WHAT IS EXPECTED: Find the string "they" in the data, and copy out each line that has it.

TASK DATA:
PR #659, opened 2019-08-24
Fix Win32 Powershell Notifications

Hiltronix:
On Windows 7, the Powershell notifications that gPodder  3.x is using are never deleted from the desktop.  The notification icons permanently stay visible in the taskbar system tray, untill your manually roll over them with the mouse cursor.

Changing the subprocess  from "run" to "Popen" so the fuction is non-blocking.

Non Win 10 Windows script will create it's own time delay, after which it removes the taskbar system tray icon, and then deletes it's own script file.

Removing the Python delete file, and have the Powershell script delete itself when it's done, because we want the script to be non-blocking and be removed from the temp folder after use.

I have not tested on Win 10 as I use Win 7, so I don't know if Win 10 has the same issues with Powershell permant  taskbar system tray icons.  So this fix is just for <Win10 script notifications.


elelay:
Thanks!
It looks good. Let me test it on Win10.

elelay:
Merged, thanks :-)

PR #667, opened 2019-09-11
Update Norwegian Nynorsk translation

huftis:
Here’s a complete Norwegian Nynorsk translation of gPodder. (I don’t why the strings are in a different order; the .po file was automatically updated when I did a ‘make install’.)


elelay:
Maybe it's because of the locale (LC_COLLATE) when running make messages.
Can you try running `LANG=en_GB.UTF-8 make messages` on gPodder master to see if strings are reordered?
When I run make messages myself (with this LANG) on your branch it reorders strings back...

PR #668, opened 2019-09-11
Embed previous msgids of changed/fuzzied messages

huftis:
When a string is changed (marking the translation for the old string
as ‘fuzzy’), the original string is now kept for comparison. This
makes life much easier for the translators, as they can easily see what
has changed in the string, and adjust their translation accordingly.
(Modern PO editors show the changes as a coloured (word) diff.)


elelay:
Great! I didn't know about it.
Thanks,

PR #675, opened 2019-09-15
Use locale-aware formatting for file sizes

### LINKED ISSUE #671: File sizes are not formatted according to user’s locale
The file sizes shown in episode list (and other places) are not formatted according to the user’s locale, i.e., they use a dot as the decimal separator instead of the locale-specific decimal separator.

For example, they are formatted like this:

`17.3 MiB`

For most European locales (e.g. ‘nn_NO.utf8’), the decimal separator should be a comma:

`17,3 MiB`

huftis:
For example, for locales that use decimal commas, the file sizes are
now formatted like ‘12,3 MiB’ instead of ‘12.3 MiB’.

Fixes #671.

### DIFF
--- a/src/gpodder/util.py
+++ b/src/gpodder/util.py
@@ -581,7 +581,7 @@ def format_filesize(bytesize, use_si_units=False, digits=2):
             used_value = bytesize / float(value)
             used_unit = unit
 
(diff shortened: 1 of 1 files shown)


elelay:
Merged, thanks!

PR #676, opened 2019-09-15
Format number of episodes using (locale-aware) thousands separator

huftis:
The number of episodes shown in the ‘pill boxes’ in the podcast list
are now formatted like ‘12,345’ or ‘12 345’ (depending on the locale),
instead of ‘12345’.


elelay:
Merged, thanks!

PR #713, opened 2019-12-25
Deleted illegal character in gettext string

ciampix:


elelay:
Thanks for your submission!
There are 3 mixed changes (in the future, please open different merge requests for different subjects).

1. Good to see the Italian translation updated :-) If you want to keep it up to date, you can subscribe to #518 to be notified before each release.

2. .gitignore changes are fine

3. What's wrong with '\r' in gettext strings?

ciampix:
First of all: thanks and sorry I did it wrong ... I have to figure out how to do that commits right since I did all in different phases...
1) done
2) ok
3) </BR>a) are the only ones in all source 
  b) gettext complains that its use is illegal so the gettext utils emit errors for _all_ translations 
  c) I think that gettext utils manage the \r \n conversion for all platforms (Mac, Windows & Linux/Unix) if you use just the \n for all. Anyway it is forbidden according to the gettext manual and I imagine that the python libs comply with the standard gettext library
PS: there is something wrong with the make install... it changes the ownership of some files in place before copying into the right positions so, after you do a make install you have to chown all sources again to be able to continue working on them...

ciampix:
PPS: there are some other files to be gitignored, do you mind if I create another pull request for them?

elelay:
OK. Thanks for the detailed explanation.
Looking forward to PRs for additional .gitignore entries or to fix the install ;-)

WRITTEN RESPONSE:
makes life much easier for the translators, as they can easily see what
The file sizes shown in episode list (and other places) are not formatted according to the user’s locale, i.e., they use a dot as the decimal separator instead of the locale-specific decimal separator.
For example, they are formatted like this:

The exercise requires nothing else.